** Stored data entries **

[Start of Attachment]

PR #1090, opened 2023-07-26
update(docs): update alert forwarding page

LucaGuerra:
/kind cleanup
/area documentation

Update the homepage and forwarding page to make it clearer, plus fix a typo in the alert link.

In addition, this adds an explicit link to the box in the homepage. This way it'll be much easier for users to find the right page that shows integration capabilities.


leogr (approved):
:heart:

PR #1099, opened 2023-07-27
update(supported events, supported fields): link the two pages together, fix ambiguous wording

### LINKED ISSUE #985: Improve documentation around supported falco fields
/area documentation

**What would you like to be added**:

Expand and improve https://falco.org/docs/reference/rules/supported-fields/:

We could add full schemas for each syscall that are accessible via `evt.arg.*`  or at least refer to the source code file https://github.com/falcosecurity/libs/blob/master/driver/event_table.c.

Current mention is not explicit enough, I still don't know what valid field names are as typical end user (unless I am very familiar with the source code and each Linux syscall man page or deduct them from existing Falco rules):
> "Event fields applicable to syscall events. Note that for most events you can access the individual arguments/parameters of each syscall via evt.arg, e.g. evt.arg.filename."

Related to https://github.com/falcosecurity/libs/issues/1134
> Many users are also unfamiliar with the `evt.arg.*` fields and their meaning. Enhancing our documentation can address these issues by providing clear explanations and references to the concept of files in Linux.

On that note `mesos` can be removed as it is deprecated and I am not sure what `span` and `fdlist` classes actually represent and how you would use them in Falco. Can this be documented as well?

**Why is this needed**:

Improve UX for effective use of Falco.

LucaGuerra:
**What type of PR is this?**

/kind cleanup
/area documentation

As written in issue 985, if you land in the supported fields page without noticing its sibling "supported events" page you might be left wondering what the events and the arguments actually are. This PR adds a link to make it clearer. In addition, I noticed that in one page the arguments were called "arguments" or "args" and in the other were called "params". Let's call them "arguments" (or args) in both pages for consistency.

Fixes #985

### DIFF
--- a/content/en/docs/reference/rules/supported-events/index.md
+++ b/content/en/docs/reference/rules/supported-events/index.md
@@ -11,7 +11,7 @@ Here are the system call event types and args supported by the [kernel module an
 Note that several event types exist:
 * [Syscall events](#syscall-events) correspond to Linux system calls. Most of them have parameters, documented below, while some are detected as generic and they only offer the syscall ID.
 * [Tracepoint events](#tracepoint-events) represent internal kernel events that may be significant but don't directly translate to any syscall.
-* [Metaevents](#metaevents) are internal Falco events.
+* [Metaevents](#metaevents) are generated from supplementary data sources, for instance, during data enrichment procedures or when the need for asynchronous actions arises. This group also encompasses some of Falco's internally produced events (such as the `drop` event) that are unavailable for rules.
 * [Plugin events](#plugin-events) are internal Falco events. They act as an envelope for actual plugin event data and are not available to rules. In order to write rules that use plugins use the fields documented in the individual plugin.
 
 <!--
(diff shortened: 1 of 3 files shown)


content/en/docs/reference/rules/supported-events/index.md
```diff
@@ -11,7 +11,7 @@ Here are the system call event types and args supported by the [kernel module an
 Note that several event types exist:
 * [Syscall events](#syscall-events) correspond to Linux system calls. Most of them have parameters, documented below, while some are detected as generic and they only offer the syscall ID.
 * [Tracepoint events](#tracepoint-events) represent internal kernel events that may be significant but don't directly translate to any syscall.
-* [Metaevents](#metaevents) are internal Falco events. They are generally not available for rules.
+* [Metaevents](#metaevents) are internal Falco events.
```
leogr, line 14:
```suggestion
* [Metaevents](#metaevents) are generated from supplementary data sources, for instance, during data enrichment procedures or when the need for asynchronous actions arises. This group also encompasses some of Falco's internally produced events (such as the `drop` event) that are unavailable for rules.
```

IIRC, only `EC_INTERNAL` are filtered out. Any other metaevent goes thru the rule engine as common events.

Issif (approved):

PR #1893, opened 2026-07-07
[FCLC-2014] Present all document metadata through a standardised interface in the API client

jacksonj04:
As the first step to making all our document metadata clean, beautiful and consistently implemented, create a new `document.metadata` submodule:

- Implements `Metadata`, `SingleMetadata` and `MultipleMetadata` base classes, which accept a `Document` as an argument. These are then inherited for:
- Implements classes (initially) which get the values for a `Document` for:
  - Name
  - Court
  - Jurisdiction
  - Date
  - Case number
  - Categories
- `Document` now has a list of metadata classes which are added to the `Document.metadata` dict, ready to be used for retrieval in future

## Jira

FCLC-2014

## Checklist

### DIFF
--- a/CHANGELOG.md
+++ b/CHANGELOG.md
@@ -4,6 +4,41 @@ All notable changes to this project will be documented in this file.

[End of Attachment]

** AIM OF THE EXERCISE **
Each of the entries must be set down again exactly.

** WRITTEN SOLUTION **
PR #1090, opened 2023-07-26
update(docs): update alert forwarding page

LucaGuerra:
/kind cleanup
/area documentation

Update the homepage and forwarding page to make it clearer, plus fix a typo in the alert link.

In addition, this adds an explicit link to the box in the homepage. This way it'll be much easier for users to find the right page that shows integration capabilities.


leogr (approved):
:heart:

PR #1099, opened 2023-07-27
update(supported events, supported fields): link the two pages together, fix ambiguous wording

### LINKED ISSUE #985: Improve documentation around supported falco fields
/area documentation

**What would you like to be added**:

Expand and improve https://falco.org/docs/reference/rules/supported-fields/:

We could add full schemas for each syscall that are accessible via `evt.arg.*`  or at least refer to the source code file https://github.com/falcosecurity/libs/blob/master/driver/event_table.c.

Current mention is not explicit enough, I still don't know what valid field names are as typical end user (unless I am very familiar with the source code and each Linux syscall man page or deduct them from existing Falco rules):
> "Event fields applicable to syscall events. Note that for most events you can access the individual arguments/parameters of each syscall via evt.arg, e.g. evt.arg.filename."

Related to https://github.com/falcosecurity/libs/issues/1134
> Many users are also unfamiliar with the `evt.arg.*` fields and their meaning. Enhancing our documentation can address these issues by providing clear explanations and references to the concept of files in Linux.

On that note `mesos` can be removed as it is deprecated and I am not sure what `span` and `fdlist` classes actually represent and how you would use them in Falco. Can this be documented as well?

**Why is this needed**:

Improve UX for effective use of Falco.

LucaGuerra:
**What type of PR is this?**

/kind cleanup
/area documentation

As written in issue 985, if you land in the supported fields page without noticing its sibling "supported events" page you might be left wondering what the events and the arguments actually are. This PR adds a link to make it clearer. In addition, I noticed that in one page the arguments were called "arguments" or "args" and in the other were called "params". Let's call them "arguments" (or args) in both pages for consistency.

Fixes #985

### DIFF
--- a/content/en/docs/reference/rules/supported-events/index.md
+++ b/content/en/docs/reference/rules/supported-events/index.md
@@ -11,7 +11,7 @@ Here are the system call event types and args supported by the [kernel module an
 Note that several event types exist:
 * [Syscall events](#syscall-events) correspond to Linux system calls. Most of them have parameters, documented below, while some are detected as generic and they only offer the syscall ID.
 * [Tracepoint events](#tracepoint-events) represent internal kernel events that may be significant but don't directly translate to any syscall.
-* [Metaevents](#metaevents) are internal Falco events.
+* [Metaevents](#metaevents) are generated from supplementary data sources, for instance, during data enrichment procedures or when the need for asynchronous actions arises. This group also encompasses some of Falco's internally produced events (such as the `drop` event) that are unavailable for rules.
 * [Plugin events](#plugin-events) are internal Falco events. They act as an envelope for actual plugin event data and are not available to rules. In order to write rules that use plugins use the fields documented in the individual plugin.
 
 <!--
(diff shortened: 1 of 3 files shown)


content/en/docs/reference/rules/supported-events/index.md
```diff
@@ -11,7 +11,7 @@ Here are the system call event types and args supported by the [kernel module an
 Note that several event types exist:
 * [Syscall events](#syscall-events) correspond to Linux system calls. Most of them have parameters, documented below, while some are detected as generic and they only offer the syscall ID.
 * [Tracepoint events](#tracepoint-events) represent internal kernel events that may be significant but don't directly translate to any syscall.
-* [Metaevents](#metaevents) are internal Falco events. They are generally not available for rules.
+* [Metaevents](#metaevents) are internal Falco events.
```
leogr, line 14:
```suggestion
* [Metaevents](#metaevents) are generated from supplementary data sources, for instance, during data enrichment procedures or when the need for asynchronous actions arises. This group also encompasses some of Falco's internally produced events (such as the `drop` event) that are unavailable for rules.
```

IIRC, only `EC_INTERNAL` are filtered out. Any other metaevent goes thru the rule engine as common events.

Issif (approved):

PR #1893, opened 2026-07-07
[FCLC-2014] Present all document metadata through a standardised interface in the API client

jacksonj04:
As the first step to making all our document metadata clean, beautiful and consistently implemented, create a new `document.metadata` submodule:

- Implements `Metadata`, `SingleMetadata` and `MultipleMetadata` base classes, which accept a `Document` as an argument. These are then inherited for:
- Implements classes (initially) which get the values for a `Document` for:
  - Name
  - Court
  - Jurisdiction
  - Date
  - Case number
  - Categories
- `Document` now has a list of metadata classes which are added to the `Document.metadata` dict, ready to be used for retrieval in future

## Jira

FCLC-2014

## Checklist

### DIFF
--- a/CHANGELOG.md
+++ b/CHANGELOG.md
@@ -4,6 +4,41 @@ All notable changes to this project will be documented in this file.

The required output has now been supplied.